Experts Discuss AI’s Impact on Health Care and Law
As the use of artificial intelligence becomes more pervasive in law and medicine, the debate continues on these technologies AI should supplement, or be a substitute for, human capabilities. Yale alumni and a distinguished panel of guests, hosted by the Yale Law School Center for the Study of Corporate Law and the Solomon Center for Health Law and Policy, took up this issue at the Century Association in New York on Nov. 16 during a discussion on AI’s impact of health care and legal practice.
Panelists were David Rhew, M.D., Global Chief Medical Office and VP of Healthcare for Worldwide Commercial Business at Microsoft; Laura Safdie ’11, co-founder, Chief Operating Officer, and General Counsel at Casetext; Harlan Krumholz, M.D., S.M.; Harold H. Hines, Jr., Professor of Medicine at Yale Sc
hool of Medicine and and co-founder of Refactor Health and Hugo Health; and Lane Dilg ’04, Global Government Partnerships Lead at OpenAI. Alfred M. Rankin Professor of Law Abbe Gluck ’00, the Solomon Center’s Faculty Director, moderated the discussion.

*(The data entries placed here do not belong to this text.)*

PR #7568, opened 2022-10-21
Check attachment and avatar folders before upgrade

### LINKED ISSUE #7555: Confirm attachment dirs (and avatar dir, & custom avatar dir) exist before upgrade
#### Description
There have been a number of instances where folks lose their avatars & attachments during a 2.1 upgrade.

The only known way to reproduce this at this time is to have incorrectly specified attachment folders.  E.g., this can happen after a forum move, restore, or folder restructure or rename, etc.

We should consider confirming the existence of the folders at the start of the upgrade.  (Attachments, avatars, and, if specified, custom avatars.)  

Issue a warning if they do not.

Another possible consideration is to allow for attachment processing on rerun.  Currently, a flag is set and it will not attempt the processing on subsequent executions of the upgrader (as attachment processing is often the lengthiest part of the upgrade...).  But if folks are flailing away & rerunning the upgrade multiple times, etc., we do not want a situation where attachments & avatars don't get processed the first time thru, and the processing is bypassed the second time thru, making it impossible for the user to properly upgrade attachments after a botched start.  (This might be tricky as the attachment folders are converted from serialized to JSON during the upgrade...)

### Steps to reproduce
1. Start with a 2.0 forum with attachments and _uploaded_ custom avatars.  However, do NOT specify a custom avatar folder (in 2.0, if no custom avatar folder is specified, custom avatars are stored as attachments).  
2. Rename the attachment folder.
3. Run the 2.1 upgrade.  
4. All attachments & custom avatars will be "lost".  The only way to recover is to manually update the files or run a script.

From the forum:
https://www.simplemachines.org/community/index.php?topic=582805.0

sbulen:
Fixes #7555 

If folders are not found, warnings are produced:
image

Also, if we are rerunning the upgrader, a new option has been added to allow for rerunning the attachment conversion:
att_dir_option

### DIFF
--- a/Themes/default/languages/Install.english.php
+++ b/Themes/default/languages/Install.english.php
@@ -271,6 +271,7 @@ $txt['upgrade_customize'] = 'Customize';
 $txt['upgrade_debug_info'] = 'Output extra debugging information.';
 $txt['upgrade_empty_errorlog'] = 'Empty error log before upgrading.';
 $txt['upgrade_delete_karma'] = 'Delete all karma settings and info from the DB';
+$txt['upgrade_reprocess_attachments'] = 'Rerun attachment conversion';
 $txt['upgrade_stats_collection'] = 'Allow Simple Machines to collect basic stats monthly.';
 $txt['upgrade_stats_info'] = 'If enabled, this will allow Simple Machines to visit your site once a month to collect basic statistics. This will help us make decisions as to which configurations to optimise the software for. For more information please visit our <a href="%1$s" target="_blank" rel="noopener">info page</a>.';
 $txt['upgrade_migrate_settings_file'] = 'Migrate to a new Settings file.';
--- a/Themes/default/languages/Install.english.php
+++ b/Themes/default/languages/Install.english.php
@@ -372,9 +372,9 @@ $txt['warning_lang_old'] = 'The language files for your selected language, %1$s,
 $txt['warning_lang_missing'] = 'The upgrader could not find the &quot;Install&quot; language file for your selected language, %1$s. Upgrade will continue with the forum default, %2$s.';
 
 // Attachment & Avatar folder checks
-$txt['warning_av_missing'] = 'Warning!  Avatar directory not found.  Continuing may be unsafe.  Please confirm folder settings before proceeding.';
-$txt['warning_custom_av_missing'] = 'Warning!  Custom avatar directory not found.  Continuing may be unsafe.  Please confirm folder settings before proceeding.';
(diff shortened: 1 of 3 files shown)


sbulen:
Testing looks good.  I'd appreciate a peek before I merge!

other/upgrade.php
```diff
@@ -1061,6 +1064,111 @@ function WelcomeLogin()
...
+				if (!is_dir($dir))
+					$attdr_problem_found = true;
+			}	
+		}
+		else
+		{
+			if (!is_dir($json_test))
+				$attdr_problem_found = true;
+		}
+	}
```
DiegoAndresCortes, line 1134: They all three seem to not depend on each other? It works though

Themes/default/languages/Install.english.php
```diff
@@ -371,6 +371,11 @@
 $txt['warning_lang_old'] = 'The language files for your selected language, %1$s, have not been updated to the latest version. Upgrade will continue with the forum default, %2$s.';
 $txt['warning_lang_missing'] = 'The upgrader could not find the &quot;Install&quot; language file for your selected language, %1$s. Upgrade will continue with the forum default, %2$s.';
 
+// Attachment & Avatar folder checks
+$txt['warning_av_missing'] = 'Warning!  Avatar directory not found.  Continuing may be unsafe.  Please confirm folder settings before proceeding.';
+$txt['warning_custom_av_missing'] = 'Warning!  Custom avatar directory not found.  Continuing may be unsafe.  Please confirm folder settings before proceeding.';
+$txt['warning_att_dir_missing'] = 'Warning!  One or more attachment directories not found.  Continuing may be unsafe.  Please confirm folder settings before proceeding.';
```
DiegoAndresCortes: Are the double spaces intended?

DiegoAndresCortes (commented):
The original issue didn't happen, but only tested one upgrade. I'll try to check again later

other/upgrade.php
sbulen: Not sure the question here.  The string is either plain text, serialized, or json.  Can't be more than one.

The only way I can reproduce the original issue (attachments/avatars not converted) is by starting with an incorrect attachment folder.

Themes/default/languages/Install.english.php
sbulen: YES THEY ARE NECESSARY!!!!

OK, I removed 'em...   You young'uns...

sbulen:
So, to test, you first gotta break the upgrader...  I usually just rename the attachment folder.  This will show you the new warnings.

To test the restart option, you can subsequently fix the attachment folder name then rerun the upgrader.  You should get the new option to rerun the attachment conversion.

sbulen:
Lots of testing completed, I am going to go ahead & merge this.
image

PR #7571, opened 2022-10-22
A few more Unicode-related changes

### LINKED ISSUE #7569: Unicode-related functions should always use the same version of Unicode data
[Recent experience](https://github.com/SimpleMachines/SMF/pull/7567#issuecomment-1286466524) made me realize that it is currently possible for some of our Unicode processing functions to use different versions of Unicode data than other functions. (Specifically, on servers with PHP's intl extension enabled, our normalization functions will use whichever Unicode version that extension was built with, whereas our case conversion and sanitization functions always use the latest Unicode version.) This creates the possibility for inconsistent results. 

To fix this, we need to make sure that we always use a consistent Unicode version for all functions.

One simple way to do that would be to never use the intl extension's Normalizer functions at all. But using the Normalizer functions gives better performance, so it would be better to use a version check rather than getting rid of the option entirely.

### LINKED ISSUE #7570: Unicode normalization performance could be improved
The performance of our Unicode normalization functions could be improved by implementing the Unicode ["Quick Check" algorithm](https://www.unicode.org/reports/tr15/#Detecting_Normalization_Forms).

Sesquipedalian:
Fixes #7569 
Fixes #7570


Sesquipedalian:
Oh, and in case anyone wants to test for themselves: https://gist.github.com/Sesquipedalian/b0870a303967002adc9db93fc48cd919

Sesquipedalian:
FYI, with the latest performance improvements, calls to our normalization functions now return about 20 to 50 times faster than they used to when passed strings that were already normalized. Since in the great majority of cases, the strings will indeed already have been normalized, this is a significant improvement.

jdarwood007:
I think we should tag these for 2.1.4.  2.1.3 is already large enough as it is and I'm not versed enough in the charset stuff to feel confident of any BC issues.  @Sesquipedalian Is that an ok assessment here?

sbulen:
I think this might be related to some of this work?  https://github.com/SimpleMachines/SMF/issues/7572

jdarwood007:
ok, to fix that error, I guess.

Sesquipedalian:
I'm not sure what is going on in #7572, but it looks like the problem in that issue is that files are somehow ending up in an inconsistent state. This PR is not intended to deal with whatever is going on with that.

Leaving that aside, I still would not agree with @jdarwood007's suggestion about this PR.

At the very least, the changes in [74afc97](https://github.com/SimpleMachines/SMF/pull/7571/commits/74afc97ed0703723532bcfcaea944ad569fc697f) should be included as soon as possible, since they address a bug (even if it is a bug that we may not have received complaints about yet, since English speaking people are most likely to encounter it only when using recently released emojis and therefore are most likely to disregard it as just one of those things that happens when using cutting edge tech).

Regarding the `utf8_is_normalized()` function and the supporting regex data that has been added to ./Sources/Unicode/RegularExpressions.php, well, I suppose it *could* be left out, but I see absolutely no reason why we would do that. If I understand correctly, it has already been decided that the ./Sources/Unicode/*.php files will simply be overwritten with new copies by the 2.1.3 patch, rather than modified in place. With that being the case, it makes no difference whether we have this additional supporting data in the file or not.

Of course, it is up to you fine folks to decide about this. But that's my input on the matter. 🙂

Sesquipedalian:
Another thought: 

If people really are concerned about including the Unicode data files in the patch packages, I suppose that we could try writing up a background task to upgrade them instead. This would essentially mean wrapping up the code in ./other/update_unicode_data.php into a background task class and running it as part of weekly maintenance. Even if we did that, though, we would still want to have the latest data in our install and upgrade packages, so merging this PR would still be the right course of action.

But honestly, I don't think this alternative would be worthwhile. The Unicode database is updated annually (usually in September). I don't think the effort involved in creating and testing a new background task is worthwhile in order to avoid including 168 kilobytes of compressed data in one patch file per year.

sbulen:
I was ultimately able to build packages that worked.

I think we can and should continue to use pacman for all the code changes.  Any change may introduce bugs or cause some form of env conflict for some users.  Folks should be able to revert should issues arise.

Building the package was problematic here due to the size of some of the changes in the unicode PRs.   PHP itself has some compiled-in limits that were exceeded by the search/replaces.  Chunking up the updates to work around those limits was tricky, due in part to some pacman quirks.  But we are past that issue.

Sesquipedalian:
Good to hear.

Still, I do strongly encourage that the changes in [74afc97](https://github.com/SimpleMachines/SMF/pull/7571/commits/74afc97ed0703723532bcfcaea944ad569fc697f) be included in 2.1.3, even if you decide not to include other changes in this PR until later. If necessary, I can split this PR into two.

Sesquipedalian:
You know what? Since this PR is addressing two different issues, I really ought to have broken it up into two different PRs anyway. I will do that now.

Sesquipedalian:
See #7573 for the version consistency part that I strongly recommend for inclusion in 2.1.3.
See #7574 for the performance improvement part, which I also recommend for 2.1.3, but could be optional if people really object.

PR #7573, opened 2022-10-24
Ensures normalization always uses consistent Unicode version

### LINKED ISSUE #7569: Unicode-related functions should always use the same version of Unicode data

Sesquipedalian:
Fixes #7569

Unit test: https://gist.github.com/Sesquipedalian/b0870a303967002adc9db93fc48cd919

### DIFF
--- a/Sources/Subs-Charset.php
+++ b/Sources/Subs-Charset.php
@@ -14,6 +14,8 @@
 if (!defined('SMF'))
 	die('No direct access...');
 
+require_once($sourcedir . '/Unicode/Metadata.php');
+
 /**
  * Converts the given UTF-8 string into lowercase.
  * Equivalent to mb_strtolower($string, 'UTF-8'), except that we can keep the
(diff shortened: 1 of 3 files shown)


sbulen (approved):
LGTM.

PR #7574, opened 2022-10-24
Improves performance in normalization polyfills

### LINKED ISSUE #7570: Unicode normalization performance could be improved

Sesquipedalian:
Fixes #7570

Unit test: https://gist.github.com/Sesquipedalian/b0870a303967002adc9db93fc48cd919


Sesquipedalian:
Any chance that this could be merged soon? It's not a big deal, but it would help me keep my local dev environment tidy.

jdarwood007:
@Sesquipedalian This is a fairly big looking commit, although not much changed in existing files.  What is the risk if this is included in a patch releases?

Sesquipedalian:
Negligible risk. These changes simply perform some tests before executing the full Unicode normalization process on a string, and skips the full process if the string is already normalized. 

You can use the unit test that I provided to confirm this. It runs the complete suite of normalization tests provided by the Unicode Consortium itself.

Sesquipedalian:
If you're interested in more information on how these tests work, see https://unicode.org/reports/tr15/#Detecting_Normalization_Forms.

jdarwood007:
I think thats good enough to say it should be safe for release.  Along with the unit test, it proves far as we know it shouldn't break anything.

jdarwood007 (approved):

PR #7578, opened 2022-10-26
Avoids partial domain name matches in autolinker

### LINKED ISSUE #7576: URL parser doesn't recognize some .example URLs
#### Description
If I [post](https://www.simplemachines.org/community/index.php?topic=583784.msg4137766#msg4137766) something like "`https://forum.my.example`", the auto-linker writes this code:
```
<a href="https://forum.my" class="bbc_link" target="_blank" rel="noopener">https://forum.my</a>.example
```

I tried to reproduce this with other obscure/long TLDs (like `.blackfriday`), but only `.example` seems to be affected.

These work (the final slash, added by my Chromium browser during c&p, indicates where the autolinker ends the link):
* https://foo.example/
* https://www.example/

These don't work (the final slash, added by my Chromium browser during c&p, indicates where the autolinker ends the link):
* https://foo.bar/.example
* https://www.foo/.example
* https://www.foo.bar/.example

### Steps to reproduce
1. See above

- Version/Git revision: Whatever currently runs on SMorg
- Database Type: Whatever currently runs on SMorg
- Database Version: Whatever currently runs on SMorg
- PHP Version: Whatever currently runs on SMorg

Panelists began by discussing AI products already available to healthcare and legal professionals. These include ambient clinical intelligence, which can create accurate clinical notes from free-flowing conversations with patients, and AI document review assistants. Rhew and Safdie noted that such products can, with continual monitoring and error assessment, serve as potent tools. Dilg and Krumholz emphasized the human dynamics of AI as the technology continues to improve. AI models that analyze medical records or privileged documents create ethical challenges, particularly around privacy, that users will have to learn to navigate, they noted. Some ethical challenges may be best addressed through regulation, panelists said. One example is President Joe Biden’s recent Executive Order, the result of collaboration with OpenAI and other leading AI providers, to establish standards for AI safety and security.
Rhew pointed out that the executive order focuses not only on developing guardrails but also identifying use cases. He noted that how AI is used can have a bigger safety impact than what kind of of AI is used. AI diagnostic tools, for example, can diagnose some patients that human medical professionals cannot but have high error rates. Although these error rates make these diagnostic tools inferior to human diagnostic analyses in most situations, they could be beneficial when a patient with a terminal condition has gone without treatment because no human doctor could reach a diagnosis. Safdie and Dilg also spoke about how AI, in carefully chosen use cases, can lead to productivity gains and other benefits without an attendant increase in risk.